The Secret Service reportedly allowed a "semi-automatic Glock handgun" to slip through a checkpoint at Trump National Golf Club in Sterling, Virginia, last week.
This alarming breach occurred just days before the trial of Ryan Wesley Routh, who faces charges for a second assassination attempt on President Trump, began. Routh had brought a rifle near Trump International Golf Club in West Palm Beach, Florida, and held a shooting position for hours, awaiting the then-presidential candidate almost precisely one year ago.
The latest harrowing revelation comes via a report from RealClearPolitics political correspondent Susan Crabtree, who was covering another concerning incident on Monday, in which obnoxious pro-Palestinian protesters were somehow able to locate the President as he visited a D.C. restaurant, getting within mere feet while shouting at him and his entourage.
Crabtree reports that "a club member was able to get a semi-automatic Glock handgun through security checkpoints and into the club" in Sterling, though it posed no threat to the President according to her sources.
The weapon was somehow missed "even though a USSS Uniformed Division officer had screened the bag by hand and wanded the man carrying it."
Would-Be Trump Assassin Ryan Routh Makes Bizarre Court Appearance, Asks Jurors About Turtles
This latest security lapse amplifies ongoing scrutiny of the Secret Service agency's protective measures for President Trump, especially as this week's trial focuses on how Routh evaded detection while lying in wait with a rifle for hours.
Routh had been in his shooting position since 1:59 a.m. on September 15th, 2024. Trump arrived at the golf course around 11 a.m. and had been on the links for two hours before the Secret Service located Routh via a sweep and apprehended him.
According to a timeline established by ABC News, Trump at the time had been making his way down the fifth fairway, while Routh had been staked out near the sixth green. He was little more than 20 minutes away from achieving his objective and throwing the United States into chaos.
With that in mind, you'd think the USSS would have shored up their efforts when it comes to sweeps and weapons checks. Apparently, that is not the case. Even the club member who brought the gun "inadvertently" was beside himself that agents had missed it.
"The club member who inadvertently had the Glock in his bag that day when he entered the golf club was chagrined that the Secret Service had manually searched the bag without finding the gun," Crabtree writes.
"The shaken and incensed club member took the initiative to tell the Secret Service that he accidentally got the gun through security and pressed the agents and officers protecting Trump at the golf course as to how they could have failed to find it."
Other club members were equally enraged that President Trump would have been vulnerable had the person with the Glock exhibited ill intentions.
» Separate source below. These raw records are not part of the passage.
PR #2321, opened 2025-11-05
Migrate to uv

ulgens:
Resolves https://github.com/django/djangoproject.com/issues/1901

Depends on:
- https://github.com/django/djangoproject.com/pull/2448

### DIFF
--- a/.pre-commit-config.yaml
+++ b/.pre-commit-config.yaml
@@ -41,7 +41,6 @@ repos:
       rev: 25.12.0
       hooks:
           - id: black
-            args: ["--target-version=py312"]
 
     - repo: https://github.com/rbubley/mirrors-prettier
       rev: v3.7.4


ulgens:
@django/django-website Is there a way to disable pre-commit.ci?

ulgens:
@pauloxnet The setup is working now, and I think it can be reviewed. I still need to understand why black is generating the trailing commas, and I can organize the commits a bit better, but other than those, it's pretty much done. Please let me know if you see anything that you want to discuss about or needs to be updated.

pauloxnet:
> ... I still need to understand why black is generating the trailing commas ...

Do we still use black? Maybe it's time to migrate linting and formatting to ruff :smile:

ulgens:
> Do we still use black? Maybe it's time to migrate linting and formatting to ruff 😄

+100 🌻 I was a bit afraid of starting that discussion but there is no harm in creating an issue.

pauloxnet:
> > Do we still use black? Maybe it's time to migrate linting and formatting to ruff 😄
> 
> +100 🌻 I was a bit afraid of starting that discussion but there is no harm in creating an issue.

Yes, an issue would be the starting point ;-)

ulgens:
@pauloxnet #2446 🪷

ulgens:
After the last review from @pauloxnet , I pushed some changes:
- Rebased from main after #2448 , no more mysterious trailing commas
- Moved pyproject-fmt settings to pyproject.toml file
- Replaced the ulgens/uv-lock-check git hook with astral-sh/uv-pre-commit
- Updated makefile content and wrapped the necessary entries with `uv run`

pauloxnet:
Looking at it now I realized that the change is quite big in terms of lines of code.

Do you think that using the iterative approach will help everyone to review and split the complexity of this PR:
- phase 1 (compile textual requirement files with uv pip compile and install them with pip)
- phase 2 (the current one)

I'm using the phase 1 approach in some simple repository (see https://github.com/pauloxnet/djangoqueries/blob/master/Makefile)

P.S. avoid force pushing changes only because it' more difficult to see what has been changed since last review :)

ulgens:
> Do you think that using the iterative approach will help everyone to review and split the complexity of this PR

I can try that 👍🏻 

> P.S. avoid force pushing changes only because it' more difficult to see what has been changed since last review :)

I prefer push force - rebase to keep the PR history clean but I see your point, will be more careful with them.

ulgens:
Closing the PR, I'll create 2 new ones with smaller contexts.

PR #2325, opened 2025-11-06
Enable codecov

ulgens:
Coming from the discussion we had during the removal of coveralls. We are already using Sentry and it looks like codecov doesn't need any extra config.

### DIFF
--- a/.github/workflows/tests.yml
+++ b/.github/workflows/tests.yml
@@ -62,6 +62,13 @@ jobs:
                   echo '"trac_db_host": "localhost", ' >> conf/secrets.json
                   echo '"trac_db_password": "secret", ' >> conf/secrets.json
                   echo '"secret_key": "a"}' >> conf/secrets.json
+
             - name: Run tests
               run: |
                   make ci
+                  coverage xml
+
+            - name: Upload coverage reports to Codecov
+              uses: codecov/codecov-action@v5.5.1
+              with:
+                  token: ${{ secrets.CODECOV_TOKEN }}
--- a/.github/workflows/tests.yml
+++ b/.github/workflows/tests.yml
@@ -69,6 +69,6 @@ jobs:
                   coverage xml
 
             - name: Upload coverage reports to Codecov
-              uses: codecov/codecov-action@v5.5.1
+              uses: codecov/codecov-action@v5
               with:
                   token: ${{ secrets.CODECOV_TOKEN }}


.github/workflows/tests.yml
```diff
@@ -59,6 +59,13 @@ jobs:
                   echo '"trac_db_host": "localhost", ' >> conf/secrets.json
                   echo '"trac_db_password": "secret", ' >> conf/secrets.json
                   echo '"secret_key": "a"}' >> conf/secrets.json
+
```
codingjoe, line 65: We should add https://github.com/google/yamlfmt to the pre-commit hooks ;)

.github/workflows/tests.yml
```diff
@@ -59,6 +59,13 @@ jobs:
...
             - name: Run tests
               run: |
                   make ci
+                  coverage xml
+
+            - name: Upload coverage reports to Codecov
+              uses: codecov/codecov-action@v5.5.1
```
codingjoe: Do we need the bugfix version pin? None of the other actions have it? (Though, codecov has a poor track record when it comes to versioning their action).
```suggestion
              uses: codecov/codecov-action@v5
```

codingjoe (commented):
🚀

.github/workflows/tests.yml
pauloxnet: I agree

ulgens: I prefer to use hash pinning, as recommended by zizmor, but pinned to the patch here hoping that it will comply better with the existing convention. I'm okay with pinning to the major.

.github/workflows/tests.yml
ulgens: yamlfmt can remove or keep the existing newlines, but I didn't know you could enforce adding new ones. That's aside, I like and actively use yamlfmt, I'll create a separate PR for it.

.github/workflows/tests.yml
ulgens: Fixed.

.github/workflows/tests.yml
ulgens: I created #2527

pauloxnet (approved):
LGTM

codingjoe (approved):
🥳

sarahboyce (approved):
Thank you!

sarahboyce:
@ulgens the links on the CodeCov reports are not currently working. Do you know what we need to set up?

PR #2328, opened 2025-11-09
Update --selection bg-color when default browser theme is dark

ZougaRida:
The `--selection` bg-color when default theme for browser is dark (and the user hasn't changed the theme at all, thus theme-icon-when-auto shows up) is **$(green-medium)** but the contrast is way too terrible (the actual value is 2.35 which is way too low)
django-project


SaptakS (approved):
Thanks for the PR @ZougaRida . Looks good to me!

Issue #2340, opened 2025-11-16
Rename "About" to "DSF" or "Foundation"


sarahboyce:
Python has PSF in the navigation bar: https://www.python.org/

Rails has Foundation in the navigation bar: https://rubyonrails.org/

I think these are clearer than "About" which I feel could be interpreted more about the Django framework (code). I think I have a slight preference to change to "DSF"

SaptakS:
I like the idea of having it renamed to "DSF". Makes sense to me.

PR #2342, opened 2025-11-17
Renamed "About" in header to "Foundation".

sarahboyce:
Fixes https://github.com/django/djangoproject.com/issues/2340

Screenshot from 2025-11-18 08-23-34

Did a poll on Mastodon and "Foundation" was the most popular with 28 votes, "DSF" had 2, and "About" also had 2 votes.

### DIFF
--- a/djangoproject/templates/includes/header.html
+++ b/djangoproject/templates/includes/header.html
@@ -27,14 +27,14 @@
         <li{% if 'weblog' in request.path %} class="active"{% endif %}>
           <a href="{% url 'weblog:index' %}">News</a>
         </li>
-        <li{% if 'community' in request.path or 'conduct' in request.path %} class="active"{% endif %}>
-          <a href="{% url 'community-index' %}">Community</a>
-        </li>
         <li>
           <a href="https://github.com/django/django" target="_blank" rel="noopener">Code</a>
         </li>
         <li>
           <a href="https://code.djangoproject.com/">Issues</a>
+        </li>
+        <li{% if 'community' in request.path or 'conduct' in request.path %} class="active"{% endif %}>
+          <a href="{% url 'community-index' %}">Community</a>
         </li>
         <li{% if 'foundation' in request.path %} class="active"{% endif %}>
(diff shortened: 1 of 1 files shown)


sarahboyce:
I see we got a thumbs up from Paulo on the issue, let's maybe aim for 1 more board member to thumbs up (cc @django/dsf-board )

knyghty:
I wonder if we should maybe spell it out as "foundation" but yes I have wanted to change this wording for a while.

sarahboyce:
Foundation was my other suggestion 😁
I think both work, happy to go for whatever is most popular 👍

sarahboyce:
Did a poll on Mastodon and "Foundation" was the most popular with 28 votes, "DSF" had 2, and "About" also had 2 votes. So updated the PR to rename to "Foundation"

SaptakS:
Makes sense to me. I am happy to merge this if there is no objection.

jefftriplett:
Python.org goes with PSF, so DSF felt natural. The trouble is that foundation reads differently in a tech context than in a legal one. I don’t love nonprofit either (but it's less confusing), and that’s why the DSF, while not as popular, feels less confusing.

sarahboyce:
https://mastodon.social/@sarahboyce/115566516022543101
The poll is now closed 44 votes for Foundation, 9 votes for DSF, and 3 votes to leave as About.
Some commentary includes concerns that folks won't know what the DSF is, some suggestions to have 'The DSF' or 'The Foundation'
Note that Rails also uses 'Foundation': https://rubyonrails.org/ and our url itself is 'foundation'

benjaoming:
Great change! If "Community" and "Foundation" are next to each other, I think they spell out an interesting relationship :heart: (edit: but I certainly also see why Foundation is at the end, just before Donate - that's probably best)

sarahboyce:
> If "Community" and "Foundation" are next to each other, I think they spell out an interesting relationship ❤️

I think that's a good idea 😁 if I get a few thumbs up to make this change, I'm happy to do it

PR #2129, opened 2025-07-16
style(docs): improve table readability

WajahatKanju:
### Summary

This PR improves the readability and visual appeal of tables in Django documentation. Specifically, it addresses the following  issue( #2128):

- Table headers now have clearer separation via borders and background.
- Added padding for cells to reduce visual cramping.
- Introduced alternating row colors and a hover effect for better scanning.
- Applied a subtle shadow and bottom margin to give tables space and structure.

https://github.com/user-attachments/assets/fa182638-56b6-46e9-9b8c-d668c220cbc6

https://github.com/user-attachments/assets/4af8e212-c5e1-4734-a970-7da49a689e3b

Issue #2128, opened 2025-07-11
Improve styling of tables in docs


bmispelon:
I noticed today that [some pages](https://docs.djangoproject.com/en/dev/topics/http/shortcuts/#django.shortcuts.redirect) in the documentation use tables:

<img width="376" height="273" alt="Image" src="https://github.com/user-attachments/assets/3c13472c-cad0-489e-ba04-940bf8933db8" />

I find the styling a bit hard to read:

1) The table headers are not visually separated (no border, no horizontal margin)
2) The table has no bottom margin

blighj:
I'd agree. In a lot of cases, I find the tables easier to read in the original rst format, that's a bad sign.

### List of tables in docs 
- <details><summary>faq/install/#what-python-version-can-i-use-with-django</summary><br><a href="https://docs.djangoproject.com/en/dev/faq/install/#what-python-version-can-i-use-with-django">faq/install/#what-python-version-can-i-use-with-django</a><img width="480" height="400" alt="Image" src="https://github.com/user-attachments/assets/3429aed5-6f9b-48b0-b081-a3dc19cdb95d" /></details>
- <details><summary>ref/contrib/admin/#django.contrib.admin.ModelAdmin.search_fields</summary><a href="https://docs.djangoproject.com/en/dev/ref/contrib/admin/#django.contrib.admin.ModelAdmin.search_fields">ref/contrib/admin/#django.contrib.admin.ModelAdmin.search_fields</a><br><img width="200" height="335" alt="Image" src="https://github.com/user-attachments/assets/cc55c1b0-8fc3-42cf-b0ee-b1f81da21f74" /></details>
- <details><summary>ref/contrib/admin/#reversing-admin-urls (3)</summary><a href="https://docs.djangoproject.com/en/dev/ref/contrib/admin/#reversing-admin-urls">ref/contrib/admin/#reversing-admin-urls</a><br><img width="774" height="627" alt="Image" src="https://github.com/user-attachments/assets/2a73434c-912b-47ef-bdb4-59768d134a4e" /><hr><img width="697" height="419" alt="Image" src="https://github.com/user-attachments/assets/f742ff40-3b46-4178-b67f-d3112ac33602" /><hr><img width="556" height="159" alt="Image" src="https://github.com/user-attachments/assets/17f24c1a-c039-488c-ab0e-6e7131eecd7c" /></details>
[...]

PR #2603, opened 2026-04-25
Improved styling of tables in docs

blighj:
Addresses #2128, PR is a follow on from #2129. The various comments have been addressed.

For the row highlight I went with a color-mix approach, making it 5% darker/lighter for even rows and 10% for hover.
That is less colorful than what was there from the previous PR and my original prototyping. I'm still happy with it.

Color-mix is supported since May 2023 according to caniuse and mdn. I put in a fallback for the even row highlight, but the hover is more additive so I left it out.

image

image

It's subtle in darkmode, but its a tradeoff with color contrast.
Currently the dark-mode hover highlight is already slightly outside AAA. If we aim for that, I'd recommend droping the hover highlight in darkmode, like I said above, additive.

If you are reviewing this, worth checking out how it looks in places with lots of tables near each other like 
/en/dev/ref/templates/builtins/#floatformat

and somewhere with an example box (which has a similar background) right above a table
/en/dev/ref/templates/builtins/#yesno

### DIFF
--- a/djangoproject/scss/_style.scss
+++ b/djangoproject/scss/_style.scss
@@ -2633,6 +2633,30 @@ table.foundation td {
     padding: 0 5px;
 }
 
+table.docutils {
+    margin-bottom: 1.5em;
+
+    td,
+    th {
+        border-bottom: 1px solid var(--hairline-color);
+        padding: 8px 12px;
+    }
+
+    thead th {
+        border-bottom: 2px solid $gray-medium;
+        font-weight: bold;
+    }
+
+    tr:nth-child(even) {
+        background-color: var(--sidebar-bg);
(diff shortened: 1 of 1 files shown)


ronnzw:
Thank you very much for your PR, I'm not sure if you are aware that we have plans to design the [website](https://www.djangoproject.com/weblog/2026/apr/27/its-time-to-redesign-djangoprojectcom/). I wouldn't want to see such a fantastic work not being utilised. @sabderemane might be in a better position to advice.

sabderemane:
Late reply, I'm sorry but I think that make sense to get this on before the redesign phase, at least it will be used until the redesign and it's definitely an improvement ⭐

PR #2604, opened 2026-04-27
Update initial header level in BLOG_DOCUTILS_SETTINGS to 1

sabderemane:
This will allow to get correct headings levels in the website and review content headings to match the change.


SaptakS (approved):
Makes sense to me with the current structure of blog articles in both rst and markdown.

PR #2607, opened 2026-04-29
fixing formatting on Code of Conduct translate tags

dryan:
I noticed that the `{% translate %}` tags on a few of the metadata blocks we're wrapping across lines so the tag isn't processed. This leaves our `<title>` as `
<title>{% translate
--
"Django Code of Conduct" %} \| Django</title>` instead of `<title>Django Code of Conduct</title>`

### DIFF
--- a/djangoproject/templates/conduct/index.html
+++ b/djangoproject/templates/conduct/index.html
@@ -8,554 +8,554 @@
 
 {% block content %}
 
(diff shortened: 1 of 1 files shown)


SaptakS (approved):
Looks good to me. Thanks for fixing.

enaden711 (approved):

PR #2609, opened 2026-05-01
Update initial header level in BLOG_DOCUTILS_SETTINGS to 2

SaptakS:
Sets initial header level for rst to 2 since it always starts with heading level 1 automatically but keeps markdown baselevel to 1 since markdown has actual heading level applied.


sabderemane (approved):
LGTM! 🔥

PR #2612, opened 2026-05-06
[checklists] Minor improvements following recent security release

sarahboyce:
Code block formatting was improved with the following:
- Adding the `markdown.extensions.fenced_code` extension
- Ensuring we don't render the code block indented a bullet point, this meant that the immediately following bullet must not be indented
- Adding some styling as a nice-to-have


checklists/admin.py
```diff
@@ -143,7 +143,6 @@ def get_ordering(self, request):
         return [
             "-updated_at",
             "-created_at",
-            *cve_sort_key(desc=True),
```
sarahboyce, line 146: As the `cve-year-number` default is the following:
```python
def get_cve_default():
    return f"CVE-{datetime.date.today().year}-{get_random_string(5)}"
```

The random string is not numbers. This means saving with this dummy number breaks the admin

sarahboyce (commented):
.

checklists/admin.py
jacobtylerwalls: Can we keep the sorting and fix the default e.g. `randint(1000, 100_000)`?

sarahboyce: Is there a risk that might be a real CVE number?

jacobtylerwalls: Ohhh, got it. So we want it to be broken. So why this change to the sorting, then?

sarahboyce: Because if you save anything with the dummy number, let's say by accident, then the admin changelist breaks because this ordering does not handle this case

jacobtylerwalls: Right, okay. What about just adding a RegexValidator on this field, then? The ordering is nice because if we remove it we get alphabetic ordering, e.g. 11 before 2.

sarahboyce: Updated :+1:

checklists/templates/checklists/_make_release_public.md
```diff
@@ -8,11 +8,8 @@
     - Save
     - Check at: https://www.djangoproject.com/admin/releases/release/{{ release }}/change/
 
-- [ ] Test the release locally with script from `scripts` folder:
-    - `VERSION={{ release }} scripts/test_new_version.sh`
-
-- [ ] Confirm the release signature with script from `scripts` folder:
-    - `VERSION={{ release }} scripts/confirm_release.sh`
+- [ ] Test the release locally and confirm the release signature with script from `scripts` folder:
+    - `VERSION={{ release }} verify_release.sh`
```
jacobtylerwalls: Optional: if you leave scripts/... here, then the following `cd ..` makes sense.

jacobtylerwalls (approved):
Thank you!

checklists/templates/checklists/_make_release_public.md
sarahboyce: I didn't like that it said "from scripts folder" and then the next command says "use commands printed by release script" which half means, ignore these commands to me :thinking: 
Do you have a suggestion of what makes the most sense?

jacobtylerwalls: All I had in mind was:
```suggestion
    - `VERSION={{ release }} scripts/verify_release.sh`
```

Yes, I've been ignoring the commands, so we could spruce up the wording here, but I wouldn't block on it.

sarahboyce: Ok I will change for it to not say "from scripts folder"

sarahboyce: Ahhhhhhhh I think I am finally reading it as I am meant to. I will have a think

sarahboyce: Pushed a tweak, I was reading ```from `scripts` folder``` to mean, be inside the `scripts` folder then run the script, rather than this script is in the `scripts` folder

jacobtylerwalls: Perfect.

PR #2622, opened 2026-05-12
[checklists] Add discovery field

jacobtylerwalls:
This allows producing CVE JSON with "source: discovery: internal" instead of hardcoding "external".

Choices taken from vulnogram.org, ~minus "unknown".~

The vulnogram choices are not part of the spec yet, but looks like they will be:
https://github.com/CVEProject/cve-schema/issues/339


checklists/models.py
```diff
@@ -498,6 +498,11 @@ class SecurityIssue(models.Model):
     )
     reporter = models.CharField(max_length=1024, blank=True)
     remediator = models.CharField(max_length=1024, blank=True)
+    discovery = models.CharField(
+        max_length=128,
+        choices=[(i, i.title()) for i in ("EXTERNAL", "INTERNAL", "USER", "UPSTREAM")],
+        default="EXTERNAL",
+    )
```
sarahboyce, line 511: Image

Optional: we could match the description of `USER` as `During use`. (this would need a migration change) - what do you think?

```suggestion
    discovery = models.CharField(
        max_length=128,
        choices={
            "EXTERNAL": "External",
            "INTERNAL": "Internal",
            "USER": "During use",
            "UPSTREAM": "Upstream",
        },
        default="EXTERNAL",
    )
```

sarahboyce (approved):
Thank you! Just a query on whether we want to match the choice descriptions

checklists/models.py
jacobtylerwalls: Good idea, and in that case I'll throw undefined back in 👍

They openly wondered how the Secret Service could guarantee no other weapons passed through that day.
The agency has since opened an investigation into the incident and placed the officer who screened the individual with the weapon on administrative leave.
Days later, President Trump, Vice President JD Vance, and Secretary of War Pete Hegseth were accosted at Joe’s Seafood, Prime Steak & Stone Crab earlier this week, creating a tense scene. They should never have been able to get this close to a man who already faced two significant assassination attempts (we haven't even mentioned Butler!), along with countless other threats.
White House Press Secretary Karoline Leavitt told RealClearPolitics that an investigation is ongoing as to "exactly how the gun made it onto the property.”
Still, she reaffirmed President Trump's consistent faith in the Secret Service.
“As for the president, in the past he has said he trusts USSS and the job they do to protect him,” Leavitt said.
Multiple agents in July were suspended without pay in connection with their response to the attempted assassination in Butler. Earlier in Trump's term, he nominated Sean Curran as his Secret Service director, the man who helped him stand up and shielded him after the would-be assassin in Butler missed killing him by millimeters.
"Changes have been made at the Secret Service," writes RedState Editor Bob Hoge in his coverage of the Routh trial, "but we’re going to need them to perform a whole lot better than they did in Florida and Pennsylvania in order to avoid tragedy."
Instead, we're discussing raging protesters getting in his face during a visit to a local restaurant and a gun making its way onto another one of his golf courses.